Some conceptual symmetry can be regained though. Suppose $RMP$ is really low as compared to $FPP$ and let’s ignore it in our approximation. Then, the likelihood ratio of the incriminating evidence becomes $\frac{1}{FPP}$ and the likelihood ratio of exculpatory evidence becomes $\frac{FNP}{1}$. However, the change rate of these differ. While $\frac{d}{dx}(\frac{1}{x}) = \frac{d}{dx} (x^{-1}) = - \frac{1}{x^2}$, $\frac{d}{dx}(\frac{x}{1})=1$, and the derivatives look quite different.

x <- seq(0, 1, by = 0.01)
dfn <- rep(1, length(x) )
dfp <- -1/(x^2)

ggplot()+geom_line(aes(x=x,y=dfp, color = "incriminating"))+geom_line(aes(x=x,y=dfn, color = "exculpatory"))+ylim(c(-10,2))+theme_tufte()+
  theme(legend.position = c(0.8, 0.2), legend.title = element_blank())+ylab("likelihood ratio")+xlab("error rate")

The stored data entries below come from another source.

PR #11408, opened 2020-04-11
Add "Ping Asignees" GitHub action

nicolo-ribaudo:

- Ping assignees after 2 weeks to check if they are still working on the bug
- Unassign them after 1 additional week if they don't reply

The action source is at https://github.com/babel/actions/blob/v2/check-assigned-issues/main.js

I have tested this action at https://github.com/babel/test-github-actions/issues/56 (private repo), using 5 and 2 minutes instead of 14 and 7 days.

### DIFF
--- a/.github/workflows/ping-assignees.yml
+++ b/.github/workflows/ping-assignees.yml
@@ -15,7 +15,7 @@ jobs:
           token: ${{ secrets.BOT_TOKEN }}
           bot_name: babel-bot
           days_before_warning: 14
-          days_before_unassigning: 7
+          days_before_unassigning: 70
           comment: >
             Hi, @${username}! It has been 2 weeks since your last update: are
             you still working on this issue?
--- a/.github/workflows/ping-assignees.yml
+++ b/.github/workflows/ping-assignees.yml
@@ -1,0 +1,31 @@
+name: Ping Assignees
+
+on:
+  # Every day at 0:00
+  schedule: 0 0 * * *
+
+jobs:
+  ping_assignees:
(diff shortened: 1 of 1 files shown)


nicolo-ribaudo:
e2e failure is not related.

.github/workflows/ping-assignees.yml
```diff
@@ -0,0 +1,31 @@
...
+    name: Ping Assignees
+    runs-on: ubuntu-latest
+    steps:
+      - name: Ping Assignees
+        uses: babel/actions/check-assigned-issues@v2
+        with:
+          token: ${{ secrets.BOT_TOKEN }}
+          bot_name: babel-bot
+          days_before_warning: 14
+          days_before_unassigning: 70
```
nicolo-ribaudo, line 18: If we leave 7, I think that this action will unassign issues inactive for 3 weeks (2 + 1) without first giving the warning. In one week I will decrease it back to 7.

nicolo-ribaudo:
I also need to check if the issue has any linked PR.

oliverdunk:
RE: https://github.com/babel/actions/blob/97afac23ab21e3e2849567127c5cd16d8aba1b09/check-assigned-issues/main.js#L9 - it looks like there's a typo in the `required` option? I guess `@actions/core` doesn't do any checking there.

Forgive me for being nosy and looking at a draft PR!

nicolo-ribaudo:
I don't think we need this PR anymore -- we rarely need to ping people, and the time needed to do it is less than the time I would need to get this PR ready.

PR #11410, opened 2020-04-13
Throw error for TypeScript `declare const enum`

### LINKED ISSUE #10785: String valued enums differ from tsc
## Bug Report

The key lesson from this section is as follows. First, likelihood ratios are useful in the evaluation and comparison of the impact of positive an negative error rates: and it makes clear that this impact is not the same, contrary to what one may intuitively think. Second, the likelihood ratio analysis reveals that even a seemingly small error rate in a sense trumps random match probability: if you think there are good reasons to worry about random matches, the analysis shows that there are much better reasons to worry about error rates. While in fact error rates have not been properly studied, the above application of likelihood ratio to investigate the potential impact of hypothetical error rates is still useful in guiding further research, as it clearly suggests that error rates may have serious impact on the value of various types of evidence, and so require attention.